Aan de andere kant: als je helemaal thuis bent in de wereld van Wii, DS, PlayStation of Xbox – en in het stratum van je kindertijd anno 2010 ben je dat – dan heb je al zoveel eindbazen gezien dat je er niet meer wakker van ligt.
Een eindbaas is namelijk de extra sterke tegenstander die je aan het eind van een level in een computerspel tegenkomt en die je moet verslaan voordat je verder mag. Elk kind op het schoolplein weet dat.

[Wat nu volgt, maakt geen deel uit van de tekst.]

PR #857, opened 2026-08-21
harden CLI entrypoints: SAPI guards, and move the WebSocket server out of public/

JohnRDOrazio:
Closes nothing on its own; hardens how the deployed tree can be entered over HTTP. Grew out of the deploy-hygiene work in #855 and a maintainer question about `LitCalTestServer.php`.

Five commits, in the order they were reasoned out.

## 1. SAPI guards on the ten `scripts/*.php` (`ef9d5c23`)

Eight of the ten ship to the server, where they are run per the RBAC runbook, and they sit under a path whose `.php` files nginx hands to php-fpm. None checked how it was invoked.

**This was not a live exposure, and an earlier claim of mine that it was is wrong.** Measured against pristine `development` with `php -S`, all ten already answer 500 with an empty body. But the reason is an accident: each carries a `#!` line, which a web SAPI treats as output, which invalidates the `declare(strict_types=1)` beneath it — so they fail to **compile** rather than run.

That accident is not a guarantee. Proven with a synthetic script in the shape a future one could easily take — shebang, no `declare`:

```
unguarded.php  ->  200   "EXECUTED - would have run"
guarded.php    ->  404   (body never runs)
```

`mint-official-key.php` is why it matters: it mints an `is_system` key exempt from the per-IP rate limit, and its own docblock rests on the claim that `is_system` is set nowhere else.

Guards are **inlined per script rather than factored into a shared `require`** — a guard that depends on resolving another path has a failure mode that one constant comparison does not — and applied to **all ten, including the two the deploy currently excludes**, because that exclusion list is a denylist of the same kind that twice let dev-only files onto the server (#855).

## 2. The last stale "docroot" comment (`67aa1e7a`)

Three comments claimed the vhost docroot is the application root. Two were corrected in #855; this one was missed and merged. The real mechanism is `try_files $uri` under the **frontend** docroot, which served any file present under `/api/{dev,vN}/` straight off disk. Same outcome, different cause — and the wrong cause sends the next reader to the wrong config file.

## 3. A guard on the WebSocket entrypoint (`2c9ce3b2`)

`LitCalTestServer.php` is the Ratchet server; it ends in `IoServer::factory(...)->run()`, binding `WS_PORT` and entering an event loop. **Unlike the `scripts/` files, nothing accidental stopped it** — no `#!`, no `declare`, so it compiled and ran. Verified on live staging: `GET /api/dev/public/LitCalTestServer.php` returned **500 with `x-powered-by`**. It executed; the only thing stopping it was the real server already holding the port.

With the WS server **down** — a restart, a crash — that request binds the port and loops forever inside an FPM worker. Repeat it and the pool is exhausted, and the worker then squats `WS_PORT` so the systemd unit cannot restart either.

Verified both directions on a spare port, since the guard must not break the real entrypoint:

| entry | result |
|---|---|
| `php bin/LitCalTestServer.php` | binds `:8899` — guard passes |
| `php -S`, GET the same file | **404**, port never bound |

## 4. Move it out of `public/` into `bin/` (`e1624c97`)

It is a CLI entrypoint, not a web one. `bin/` already ships for `reconcile-outbox`, which is likewise invoked server-side by systemd/cron. Sixteen references updated, including `deploy/systemd/litcal-websocket.service.in`. Two now-dead ignore exceptions removed (`.gitignore`'s `public/*.php` rule no longer applies; `.dockerignore` already whitelists `!bin`), and the `Dockerfile` COPY split in two.

**The move does not replace the guard.** `bin/` was previously safe from HTTP entry only because its two files carry no `.php` extension, so `location ~ \.php$` never claimed them. This file keeps its extension, so it is still handed to php-fpm at `/api/{dev,vN}/bin/LitCalTestServer.php`. The move fixes where the file lives, not whether it is reachable — and it means `location ^~ /api/{dev,vN}/bin/ { return 404; }` is now worth adding on the nginx side, where before it closed nothing.

## 5. Typo (`c487ac5b`)

`Webosocket` → `Websocket` in the start script's success message. Only occurrence in the repo.

---

## ⚠️ Deploy coordination required

`deploy/` is excluded from the rsync deploy, so updating the unit **source** does not update the installed unit under `/etc/systemd`. It still points at `public/LitCalTestServer.php` and will fail with *"No such file or directory"* on the next restart.

**`deploy/install.sh` must be re-run on the VPS** before or with the next restart. It renders the unit and restarts the service, so it also delivers the WebSocket restart that is currently outstanding. Recorded in `docs/ops/deploy-sentinel-runbook.md`.

## Verification

- `php bin/LitCalTestServer.php` binds the port from the new path (spare `WS_PORT=8898`)
- `composer lint:jsondata` still runs — the CLI-guard regression that matters most
- `check-deploy-payload.sh` still passes (`bin/` is allowlisted)
- `composer lint` clean; `composer analyse` (PHPStan level 10) `[OK] No errors`; markdownlint clean
- `vendor/bin/phpunit --filter 'Health|WebSocket'` → **OK (509 tests, 3025 assertions)**


JohnRDOrazio:
## Added: the last stale "docroot" comment (`67aa1e7a`)

Folded in at the maintainer's request rather than opened as an eighth PR — same subject (what of a deployed tree is reachable over HTTP), and it corrects wording I introduced.

Three comments claimed the vhost docroot is the application root. Two were corrected in #855; the pre-flight comment in `.github/workflows/deploy.yaml` was missed and merged with the wrong explanation. The real mechanism:

```nginx
location ~ ^/api/(dev|v[3-9])(/.*)?$ {
    try_files $uri /api/$1/public/index.php$is_args$args;
}
```

The API is served as a folder under the **frontend** docroot, and `try_files $uri` meant any file physically present under `/api/{dev,vN}/` was served straight off disk before the front controller saw the request. Same outcome, different cause — and the wrong cause would send the next reader to the wrong config file.

The comment now also records that the nginx side has since been narrowed to map into `public/`, which is what makes the class unreachable over HTTP, and what this check is still for: keeping the files off the server in the first place.

`grep` confirms no occurrence of the wrong claim remains anywhere under `.github/`. Comment-only, no behavioural change.

`development` is merged in so the branch carries the pre-flight step the comment belongs to; `check-deploy-payload.sh` still reports `Deploy payload OK`, `composer lint` clean, `composer lint:jsondata` still runs.

JohnRDOrazio:
## Added: the WebSocket entrypoint, which needed this more than `scripts/` did (`2c9ce3b2`)

`public/LitCalTestServer.php` is the Ratchet WebSocket server — systemd runs it as `php public/LitCalTestServer.php` — and it ends in `IoServer::factory(...)->run()`, binding `WS_PORT` and entering an event loop. It lives under `public/`, so nginx hands it to php-fpm and it is reachable over HTTP.

**Unlike the `scripts/` files, nothing accidental stops it.** Those carry a `#!` line above a `declare(strict_types=1)`, which a web SAPI turns into a compile error. This file has neither, so it compiles and **runs**. Verified against live staging:

```
GET /api/dev/public/LitCalTestServer.php  ->  500, x-powered-by: PHP
```

It executed. The only reason it got no further is that the real server already holds the port — an *"address in use"* failure, not a check.

**Why that is worse than it sounds.** With the WS server down — a restart, a crash — that same request binds the port and loops forever inside an FPM worker. Repeat it and the pool is exhausted. Worse, the worker then squats `WS_PORT`, so `systemctl restart litcal-websocket` fails with "address in use" and the cause is near-impossible to spot. A WS restart is currently pending, which is precisely when this is reachable.

**Verified both directions** against a spare port (`WS_PORT=8899`), since the guard has to keep the real entrypoint working:

| entry | result |
|---|---|
| CLI — `php public/LitCalTestServer.php` | binds `:8899`, guard passes |
| web — `php -S`, GET the same file | **404**, and `:8899` never bound |

Note this file is a genuine counter-example to the "docroot should be `public/`" reasoning elsewhere in this thread: pointing the docroot at `public/` would *not* have helped here, because the file is already in `public/`. Moving it to `bin/` — where it belongs, as a CLI entrypoint — is the structural fix, and is worth doing separately since it needs the systemd unit updated in the same window. This guard is what holds until then, and afterwards.

`composer lint` clean.

JohnRDOrazio:
One applied — and it caught a real error in my note, not just an ordering preference. One declined.

## Applied: run `install.sh` before the deploy (`cabc56de`)

My note said the installed unit *"will fail on the next restart"*, which implies a manual restart. **That is wrong, and understates it.** `deploy/sbin/litcal-fpm-reload.sh` restarts `litcal-websocket.service` whenever the API sentinel fires — that is, on **every** deploy:

> The WebSocket server is *restarted*, but only when the API sentinel fired. […] Without this, a deploy updates the REST API and leaves the WebSocket endpoint serving whatever it loaded at boot — indefinitely, since nothing else restarts it.

So a deploy carrying this move would land `bin/LitCalTestServer.php`, delete the `public/` copy via `--delete`, drop the sentinel, and then restart a unit still pointing at a file that no longer exists — logging `restart FAILED; sentinels kept for retry` and leaving the WebSocket server **down**, with the deploy itself reporting success.

Running `sudo deploy/install.sh` first means the unit already references `bin/` when the sentinel fires, so the deploy's own restart succeeds and nothing is needed afterwards. The runbook now says so in a heading rather than in passing.

I also recorded something an operator would otherwise misread: **`install.sh` exits non-zero when run first.** It is `set -eu` and ends in `systemctl restart`, and at that moment the new path is not on the vhost yet. That is harmless and does **not** need re-running — `render`, `daemon-reload` and `enable` all happen at lines 53–60, well before the restart at line 66, so the unit is correctly installed regardless. Without that note the natural reaction is to re-run it or assume the change did not take.

## Declined: "the deploy" → "the deployment" (line 17)

`the deploy` is used as a noun throughout this repository — `the deploy user` (×3), `the deploy drops` (×2), `the deploy token`, `the deploy path` — including in the header of the very script this runbook documents:

```sh
# Triggered by litcal-fpm-reload.path when a deploy drops <approot>/tmp/restart.txt.
```

Changing this one instance would make it the inconsistent one rather than the correct one, so the wording stands.

`composer lint:md` clean.

PR #858, opened 2026-08-22
fix(ics): stop inventing CREATED/LAST-MODIFIED, and stamp DTSTAMP in real UTC (#849)

### LINKED ISSUE #849: ICS metadata stamps: DTSTAMP is local time wearing a Z, and the three stamps should not share one value

JohnRDOrazio:
Closes #849 — and corrects the diagnosis in it.

## The issue was wrong about the cause

#849 says `DTSTAMP` is what makes the ICS ETag unstable. **It is not.** `CalendarHandler::validatorSource()` already blanks `DTSTAMP` out before the validator is computed, precisely so a regeneration stamp cannot invalidate an unchanged calendar:

```php
ReturnTypeParam::ICS => ['/DTSTAMP:\d{8}T\d{6}Z/' => 'DTSTAMP:'],
```

What it does **not** strip is `CREATED` and `LAST-MODIFIED`. Those were filled from `resolveIcalReleaseObject()`, which answered `gmdate()` — the current instant — whenever the GitHub release lookup failed. So every regeneration produced a fresh validator, a conditional GET could never answer `304`, and an ICS client re-downloaded ~370 KB each time.

Demonstrated by diffing two ICS bodies taken a second apart while the lookup was rate-limited: stripping only `DTSTAMP` (what the ETag does today) still left them different; stripping `CREATED` and `LAST-MODIFIED` as well made them identical.

**The exposure window is also wider than the issue implies.** `GHRelease.json` is cached inside the data-digest-keyed engine cache directory (`engineCache/v5_7-<digest>/`), so *any* change to `jsondata/sourcedata` or the compiled translations invalidates it. A deploy that changes calendar data, plus a rate-limited `api.github.com`, is all it takes — not a rare coincidence.

## The fix

**`resolveIcalReleaseObject()` returns `null`** instead of a fabricated date, and **`produceIcal()` omits `CREATED`/`LAST-MODIFIED`** when the release is unknown. Both are OPTIONAL in a VEVENT (RFC 5545 §3.6.1), so omitting them is legal — and honest. Stamping `CREATED` with the moment of serialization asserted something that did not happen, which is the same shape as #822/#833/#834/#835.

**`DTSTAMP` is now genuine UTC.** It was built as `date('Ymd') . 'T' . date('His') . 'Z'` — server-**local** time carrying a literal `Z`. Measured on this host: UTC `00:52`, local `02:52`, emitted `025143Z`. Two hours ahead of the instant it claimed, i.e. a malformed UTC date-time under RFC 5545 §3.3.5. It now uses `gmdate()`, and takes the release date when known so it is stable as well. The events themselves are all-day (`DTSTART;VALUE=DATE`) and carry no timezone at all — only these metadata stamps do, and theirs has to be real UTC.

Both stamps are resolved once before the loop rather than recomputed per event.

## Tests

New `IcalTimestampStabilityTest` (4 cases), in-process rather than through `ApiTestCase` — the existing `CalendarEtagStabilityTest` hits `:8000`, which serves a different checkout, so it cannot verify a branch:

1. a known release date stamps all three fields identically;
2. an unknown release date omits `CREATED`/`LAST-MODIFIED` but still emits the REQUIRED `DTSTAMP`;
3. the **ETag input is byte-identical across two generations while the release is unknown** — the actual regression;
4. `DTSTAMP` is within 120 s of the real UTC instant, which fails if it is ever built from local time again.

**Mutation-checked: all four fail against the original `CalendarHandler`** (3 errors, 1 failure), and pass against the fix.

`CalendarHandlerTest::testResolveIcalReleaseObjectFallsBackToUtcNowOnError` encoded the behaviour being removed, so it is rewritten as `...ReturnsNullOnErrorRatherThanInventingADate`, with the reasoning kept in its docblock.

## Verification

- `composer test:quick`: **no failures attributable to this change**

The 16 remaining errors are the `WebSocket/*` suite, and they reproduce **identically on pristine `development`**. They are fallout from the `bin/` move in #857: the local Docker stack starts the server with `php public/LitCalTestServer.php` (`LiturgicalCalendarFrontend/docker-compose.yml:392`) and bind-mounts `src`, `public`, `jsondata`, `logs`, `cache` — but **not `bin`** — so the file is neither at the old path nor visible at the new one. That is a frontend-repo fix, tracked separately.

## Not included

Authenticating the GitHub call or caching negative results. Both are still worth doing — they would keep `CREATED`/`LAST-MODIFIED` present more often — but neither is needed for ETag stability now that the unknown case is honest rather than invented.

## Summary by CodeRabbit

- **Bug Fixes**
  - Improved calendar metadata accuracy by ensuring timestamps use genuine UTC.
  - Calendar release metadata now reflects the actual publication date when available.
  - Ensured creation and modification timestamps remain distinct and use appropriate fallback values.
  - Prevented misleading timestamps when release information cannot be retrieved.

- **Tests**
  - Added coverage for UTC handling, timestamp validity, release-date tracking and unavailable release information.

### DIFF
--- a/phpunit_tests/Handlers/CalendarHandlerTest.php
+++ b/phpunit_tests/Handlers/CalendarHandlerTest.php
@@ -128,16 +128,15 @@ final class CalendarHandlerTest extends AbstractHandlerTestCase
 
     /**
      * When the GitHub release lookup fails (e.g. api.github.com rate-limits the server), ICS
-     * generation must not 503 — but it must not invent a date either.
+     * generation must not 503 — and this method must report "unknown" rather than pick a fallback.
      *
-     * This used to return `gmdate()`, the current instant, so that produceIcal could always emit a
-     * CREATED line. That line is hashed into the ICS ETag (unlike DTSTAMP, which validatorSource()
-     * blanks out), so an unchanged calendar got a fresh validator on every request and a
-     * conditional GET could never answer 304. It was also untrue: CREATED means when the component
-     * was created, not when this response happened to be serialized.
+     * It used to answer `gmdate()`, the current instant, so that produceIcal always had a CREATED
+     * value. That collapsed a distinction the caller needs: produceIcal dates CREATED from the
+     * release and falls back to generation time, while LAST-MODIFIED comes from the versioned cache
+     * directory's mtime and never from this value at all. Returning null keeps the decision where
+     * the difference is known.
      *
-     * Both fields are OPTIONAL in a VEVENT (RFC 5545 3.6.1), so the honest answer is null and
-     * produceIcal omits them. See #849 and IcalTimestampStabilityTest.
+     * See #849 and IcalTimestampStabilityTest for what each field ends up carrying.
      */
     public function testResolveIcalReleaseObjectReturnsNullOnErrorRatherThanInventingADate(): void
     {
--- a/phpunit_tests/Handlers/CalendarHandlerTest.php
+++ b/phpunit_tests/Handlers/CalendarHandlerTest.php
@@ -127,23 +127,26 @@ final class CalendarHandlerTest extends AbstractHandlerTestCase
     }
 
     /**
-     * When the GitHub release lookup fails (e.g. api.github.com rate-limits the
-     * server), ICS generation must not 503: it falls back to the current UTC
-     * time so produceIcal can still emit a valid CREATED line.
+     * When the GitHub release lookup fails (e.g. api.github.com rate-limits the server), ICS
+     * generation must not 503 — but it must not invent a date either.
+     *
+     * This used to return `gmdate()`, the current instant, so that produceIcal could always emit a
+     * CREATED line. That line is hashed into the ICS ETag (unlike DTSTAMP, which validatorSource()
+     * blanks out), so an unchanged calendar got a fresh validator on every request and a
+     * conditional GET could never answer 304. It was also untrue: CREATED means when the component
+     * was created, not when this response happened to be serialized.
+     *
+     * Both fields are OPTIONAL in a VEVENT (RFC 5545 3.6.1), so the honest answer is null and
+     * produceIcal omits them. See #849 and IcalTimestampStabilityTest.
      */
-    public function testResolveIcalReleaseObjectFallsBackToUtcNowOnError(): void
+    public function testResolveIcalReleaseObjectReturnsNullOnErrorRatherThanInventingADate(): void
     {
         $infoObj = (object) ['status' => 'error', 'message' => '403 rate limit exceeded'];
 
         $result = ( new \ReflectionMethod(CalendarHandler::class, 'resolveIcalReleaseObject') )
             ->invoke($this->makeHandler(), $infoObj);
 
-        self::assertIsString($result->published_at);
-        self::assertMatchesRegularExpression(
-            '/^\d{4}-\d{2}-\d{2}T\d{2}:\d{2}:\d{2}Z$/',
-            $result->published_at,
-            'Fallback published_at must be an RFC3339 UTC timestamp for the ICS CREATED field'
-        );
+        self::assertNull($result, 'a failed release lookup must report "unknown", not the current time');
     }
 
     /**
--- a/phpunit_tests/Handlers/IcalTimestampStabilityTest.php
+++ b/phpunit_tests/Handlers/IcalTimestampStabilityTest.php
@@ -1,0 +1,120 @@
+<?php
+
+declare(strict_types=1);
+
+namespace LiturgicalCalendar\Tests\Handlers;
+
+use LiturgicalCalendar\Api\DateTime;
+use LiturgicalCalendar\Api\Enum\LitGrade;
+use LiturgicalCalendar\Api\Handlers\CalendarHandler;
+use LiturgicalCalendar\Api\Http\Enum\ReturnTypeParam;
+use LiturgicalCalendar\Api\Models\Calendar\LiturgicalEvent;
+use LiturgicalCalendar\Api\Params\CalendarParams;
+use PHPUnit\Framework\Attributes\CoversClass;
+use PHPUnit\Framework\TestCase;
+
+/**
+ * The ICS representation must carry timestamps that identify the calendar, not the moment it was
+ * serialized (#849).
+ *
+ * `CREATED` and `LAST-MODIFIED` are hashed into the ETag — unlike `DTSTAMP`, which
+ * `CalendarHandler::validatorSource()` blanks out first. So filling them with `gmdate()` when the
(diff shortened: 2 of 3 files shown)


JohnRDOrazio:
Applied (`3e32f1db`). Valid, and it was **four** stale places rather than the two named — the second commit on this branch changed the behaviour and left the first commit's prose behind.

| location | said | now |
|---|---|---|
| `resolveIcalReleaseObject()` docblock summary | "without the two optional fields that date it" | the caller decides what unknown means per field |
| its `$logger->warning(...)` line | `ICS will omit CREATED/LAST-MODIFIED` | `ICS CREATED falls back to generation time` |
| its body comment | argued for saying nothing | explains why null rather than a fallback *here* |
| `CalendarHandlerTest` docblock | "the honest answer is null and produceIcal omits them" | describes the actual split |

The **log line** was the one worth catching. Documentation drift misleads a reader; a wrong warning misleads an operator reading production logs during exactly the incident it fires on — they would have gone looking for missing `CREATED` fields that are in fact present.

While correcting it I kept the `null` return and stated the reason it is still right, which the old comment had got to for the wrong reason: **the fallback is not the same for every field.** `produceIcal()` dates `CREATED` from the release and falls back to generation time, while `LAST-MODIFIED` comes from the versioned cache directory's mtime and never from this value at all. Answering `gmdate()` in the resolver collapsed that distinction and handed one invented instant to both — which is what the original code did.

`grep` confirms no occurrence of the old wording survives under `src/` or `phpunit_tests/`.

`CalendarHandlerTest` + `IcalTimestampStabilityTest` → `OK (23 tests, 99 assertions)`; `composer lint` clean; `composer analyse` (PHPStan level 10) `[OK] No errors`.

PR #860, opened 2026-08-22
fix(ics): keep LAST-MODIFIED and CREATED out of the ETag (#849)

JohnRDOrazio:
Follow-up to #858. The ICS validator neutralised `DTSTAMP` and nothing else, so the two other provenance stamps `produceIcal()` emits went into the hash raw.

## The symptom

A dev server returned a different ICS ETag on **every** request:

```
Etag: W/"9bc3d9f02a78478213282dcb8930c13a"
Etag: W/"1e2ea55ac0e163f4ac10fb70628c5d86"
Etag: W/"5e5a14dcc076b2ac42ef38b1c0209219"
```

JSON, XML and YML were all perfectly stable, which is why this read as an ICS-only flake rather than a defect.

Diffing two ICS bodies 1.2 s apart — 371,662 bytes each — they differ in exactly two properties:

| property | occurrences | in the validator? |
|---|---|---|
| `DTSTAMP` | 1096 | neutralised |
| `LAST-MODIFIED` | 1096 | **hashed raw** |

## Why `LAST-MODIFIED` moves

`LAST-MODIFIED` is the engine-cache directory's mtime, falling back to generation time when that directory cannot be resolved. That fallback is the ordinary case, not an edge one:

- localhost deliberately bypasses the cache, so `ensureCachePathExists()` never runs;
- that method is the only thing that resolves `CachePath` from the relative `engineCache/v<ver>-<digest>/` into an absolute path;
- the relative path is then resolved against the **server's** working directory.

Where that directory does not exist, `is_dir()` is false and `LAST-MODIFIED` becomes generation time, advancing every second. In the dev container:

```
WorkingDir: /var/www/html
is_dir("engineCache/v5_7-55f2f89352e2") => bool(false)
```

So a conditional request re-transferred the whole ~370 KB body for nothing — the exact defect the stable validator was introduced to remove.

`CREATED` has the same shape: normally the GitHub release date, but it falls back to generation time when that lookup fails. Dormant today, identical failure mode. Fixed here too.

## Why it looked intermittent

Same relative path. The existing live-HTTP test passes wherever `engineCache/<version>/` happens to exist relative to the server's cwd and fails where it does not — green on CI, where earlier in-process tests create that directory before `Routes/*` runs; red against a container whose docroot has none. The outcome was an accident of working directory.

That is why the new test is a **unit** test on `validatorSource()` rather than a live-HTTP one: it guards the neutralisation in every environment instead of whichever one it happens to run in. It asserts the converse as well — a genuine content difference must still move the validator, so the neutralisation cannot quietly become too broad.

## Verification

Reproduced the failing condition end-to-end (cache dir made unresolvable, so `LAST-MODIFIED` takes its generation-time fallback), then confirmed the fix against those same bodies:

```
body 1:  DTSTAMP:20260822T101400Z   LAST-MODIFIED:20260822T101400Z
body 2:  DTSTAMP:20260822T101401Z   LAST-MODIFIED:20260822T101401Z

old rule (DTSTAMP only):  e232854ce65890dae2da17d8df67bc63
                          df93dacb10a1e2e5a51068f81cc91911   <- two validators
new rule:                 one stable ETag across both
```

- `CalendarIcsValidatorSourceTest` — red before, green after
- `CalendarEtagStabilityTest` — `OK (9 tests, 18 assertions)`
- `composer lint` — clean
- `composer analyse` (PHPStan level 10) — `[OK] No errors`
- `composer test:quick` — `Tests: 3166, Failures: 1`; the single failure is `WebSocket\ExecuteValidationTest`, confirmed pre-existing by re-running it with these changes stashed (a worktree-environment failure: the containerised WebSocket server cannot reach an API on a spare port)

## Note on semantics

Neutralising all three stamps is what the weak validator already licenses. Bodies differing only in when and whence they were produced are semantically equivalent, which is precisely what `W/` asserts (RFC 9110 §8.8.1). The events themselves are untouched.

## Summary by CodeRabbit

* **Bug Fixes**
  * Improved calendar response validation so unchanged calendars retain the same validator, even when generation timestamps change.
  * Prevented unnecessary cache refreshes and downloads caused by regenerated ICS timestamp values.

* **Tests**
  * Added coverage confirming that provenance timestamp changes do not alter validation.
  * Added coverage confirming genuine calendar content changes still produce a new validator.

### DIFF
--- a/phpunit_tests/Handlers/CalendarIcsValidatorSourceTest.php
+++ b/phpunit_tests/Handlers/CalendarIcsValidatorSourceTest.php
@@ -1,0 +1,117 @@
+<?php
+
+declare(strict_types=1);
+
+namespace LiturgicalCalendar\Tests\Handlers;
+
+use LiturgicalCalendar\Api\Handlers\CalendarHandler;
+use LiturgicalCalendar\Api\Http\Enum\ReturnTypeParam;
+use LiturgicalCalendar\Api\Params\CalendarParams;
+use LiturgicalCalendar\Api\Router;
+use PHPUnit\Framework\Attributes\CoversClass;
+use PHPUnit\Framework\TestCase;
+
+/**
+ * The ICS validator source must neutralise every provenance stamp the representation embeds
+ * about itself, not only `DTSTAMP`.
+ *
+ * {@see CalendarHandler::produceIcal()} emits three of them, and all three can carry a
+ * per-request value:
+ *
+ * - `DTSTAMP` is always generation time.
+ * - `LAST-MODIFIED` is the engine-cache directory's mtime, and falls back to generation time
+ *   whenever that directory cannot be resolved — which is ordinary rather than exceptional,
+ *   since localhost deliberately bypasses the cache and never calls `ensureCachePathExists()`,
+ *   leaving `CachePath` a relative path resolved against the server's working directory.
+ * - `CREATED` is the GitHub release date, and falls back to generation time when that lookup
+ *   fails.
+ *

Maar hoe weten ze dat? Volgens mij staat het woord “eindbaas” in geen enkele handleiding bij zo’n spel (als er al een handleiding is, en als de spelers die überhaupt al ooit lezen). Eindbaas is zo’n woord dat in leven blijft in de kindertaal. Het staat nog niet in Van Dale – maar wel, en met een fors artikel, op Wikipedia. In het Engels heet een eindbaas een (final) boss. Een gevecht met zo’n tegenstander is een boss battle.
Misschien is deze term wel verzonnen door de (vaak nog jonge) gamedesigners die deze spelletjes maken, en daarna doorgedruppeld naar het kindervocabulaire. Maar dan weten die designers vast ook nog wel wie er nu op één staat…
Hi,
Zelfs in “oude” games, dus nog van onze generatie , zoals Doom, had je al een boss. Het level heette vaak ook boss1, boss2, etc.
Echter, de term eindbaas gaat volgens mij veel verder terug: het was de benaming voor (extreem) lelijke vrouwen, die vaak als laatste in de kroeg overbleven, omdat zelfs de meest aangeschoten mannen niet geinteresseerd waren.
Met vriendelijke groet,
Menno
Dat is een leuk detail, dat het woord “boss” zelfs in de naam van het level zat! Dat wist ik niet.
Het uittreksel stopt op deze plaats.